╭─ Data shown

PR #2857, opened 2026-08-07
fix(prerender): restore unrestricted top-pages fallback when baseURL is empty

clotton:
## Problem

`@adobe/spacecat-shared-utils` 1.124.1 (picked up on `main` via the recent `fix(deps): update adobe fixes` Renovate PR) changed `isWithinSiteScope`'s handling of an empty `siteBaseUrl` from `return true` (unrestricted) to `return false` (fail closed). That's the right default for a scope *check*, but it broke `src/prerender/handler.js`'s `submitForScraping`: sites with no configured baseURL now get **zero** scraping URLs from `filterBySiteScope` instead of falling back to the unfiltered top-pages list — a real behavior regression, not just a test artifact, since all three `filterBySiteScope` call sites in this file share the same `siteBaseUrl`.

╰─

#### [Task requirements]
Each line of the listing is to be repeated exactly.

#### [Exercise result]
PR #2857, opened 2026-08-07
fix(prerender): restore unrestricted top-pages fallback when baseURL is empty

clotton:
## Problem

`@adobe/spacecat-shared-utils` 1.124.1 (picked up on `main` via the recent `fix(deps): update adobe fixes` Renovate PR) changed `isWithinSiteScope`'s handling of an empty `siteBaseUrl` from `return true` (unrestricted) to `return false` (fail closed). That's the right default for a scope *check*, but it broke `src/prerender/handler.js`'s `submitForScraping`: sites with no configured baseURL now get **zero** scraping URLs from `filterBySiteScope` instead of falling back to the unfiltered top-pages list — a real behavior regression, not just a test artifact, since all three `filterBySiteScope` call sites in this file share the same `siteBaseUrl`.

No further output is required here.